Dataset records:
::::::

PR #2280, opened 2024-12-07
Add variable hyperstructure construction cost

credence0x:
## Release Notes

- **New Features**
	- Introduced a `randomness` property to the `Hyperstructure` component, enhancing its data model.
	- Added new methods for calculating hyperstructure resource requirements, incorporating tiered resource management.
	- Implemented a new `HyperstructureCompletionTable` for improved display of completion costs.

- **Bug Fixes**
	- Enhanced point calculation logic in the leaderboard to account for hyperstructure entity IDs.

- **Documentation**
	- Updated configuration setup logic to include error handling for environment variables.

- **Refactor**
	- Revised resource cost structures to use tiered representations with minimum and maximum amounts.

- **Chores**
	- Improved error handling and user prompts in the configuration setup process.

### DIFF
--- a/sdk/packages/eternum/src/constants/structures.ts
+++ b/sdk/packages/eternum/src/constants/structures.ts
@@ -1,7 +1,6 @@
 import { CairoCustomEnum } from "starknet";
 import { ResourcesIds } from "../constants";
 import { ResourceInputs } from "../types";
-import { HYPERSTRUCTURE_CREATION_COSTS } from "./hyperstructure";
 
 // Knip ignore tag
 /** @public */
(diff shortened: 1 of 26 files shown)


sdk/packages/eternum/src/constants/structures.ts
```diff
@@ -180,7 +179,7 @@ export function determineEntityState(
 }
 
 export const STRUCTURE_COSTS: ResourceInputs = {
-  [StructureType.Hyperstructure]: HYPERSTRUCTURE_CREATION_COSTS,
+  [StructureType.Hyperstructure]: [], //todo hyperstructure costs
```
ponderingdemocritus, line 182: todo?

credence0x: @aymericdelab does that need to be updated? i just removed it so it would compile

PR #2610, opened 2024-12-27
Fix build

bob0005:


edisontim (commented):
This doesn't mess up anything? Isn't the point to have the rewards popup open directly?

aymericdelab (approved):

::::::

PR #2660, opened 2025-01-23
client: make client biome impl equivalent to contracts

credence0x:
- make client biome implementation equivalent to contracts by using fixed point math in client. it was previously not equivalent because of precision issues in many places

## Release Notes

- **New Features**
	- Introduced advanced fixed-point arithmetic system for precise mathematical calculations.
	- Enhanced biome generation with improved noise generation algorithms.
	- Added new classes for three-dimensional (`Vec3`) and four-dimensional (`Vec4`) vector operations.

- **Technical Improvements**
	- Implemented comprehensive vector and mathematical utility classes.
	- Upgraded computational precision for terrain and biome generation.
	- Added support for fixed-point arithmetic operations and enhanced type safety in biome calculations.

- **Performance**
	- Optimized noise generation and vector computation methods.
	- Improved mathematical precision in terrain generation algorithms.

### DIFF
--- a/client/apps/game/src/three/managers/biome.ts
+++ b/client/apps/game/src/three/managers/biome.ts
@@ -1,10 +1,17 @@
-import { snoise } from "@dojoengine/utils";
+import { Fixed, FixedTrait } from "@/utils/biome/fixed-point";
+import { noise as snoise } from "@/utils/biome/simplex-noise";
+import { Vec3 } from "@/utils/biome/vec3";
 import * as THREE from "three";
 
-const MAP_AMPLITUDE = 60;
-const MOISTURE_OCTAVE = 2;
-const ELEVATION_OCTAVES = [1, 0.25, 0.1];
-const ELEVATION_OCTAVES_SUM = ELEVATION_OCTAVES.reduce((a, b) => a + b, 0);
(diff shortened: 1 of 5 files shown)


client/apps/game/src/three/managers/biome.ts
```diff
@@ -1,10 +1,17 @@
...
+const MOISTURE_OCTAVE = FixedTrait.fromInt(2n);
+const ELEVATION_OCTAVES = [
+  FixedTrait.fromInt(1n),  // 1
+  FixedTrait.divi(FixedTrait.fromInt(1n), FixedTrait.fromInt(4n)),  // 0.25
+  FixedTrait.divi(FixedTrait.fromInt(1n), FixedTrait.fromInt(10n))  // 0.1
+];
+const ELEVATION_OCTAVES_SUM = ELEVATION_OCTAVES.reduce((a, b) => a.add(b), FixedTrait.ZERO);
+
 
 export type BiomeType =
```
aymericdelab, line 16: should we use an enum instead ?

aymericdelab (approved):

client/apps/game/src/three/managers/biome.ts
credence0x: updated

::::::

What is being asked: Find the lines above that hold "three", then copy each of them.

Written response:
	- Added new classes for three-dimensional (`Vec3`) and four-dimensional (`Vec4`) vector operations.
--- a/client/apps/game/src/three/managers/biome.ts
+++ b/client/apps/game/src/three/managers/biome.ts
 import * as THREE from "three";
client/apps/game/src/three/managers/biome.ts
client/apps/game/src/three/managers/biome.ts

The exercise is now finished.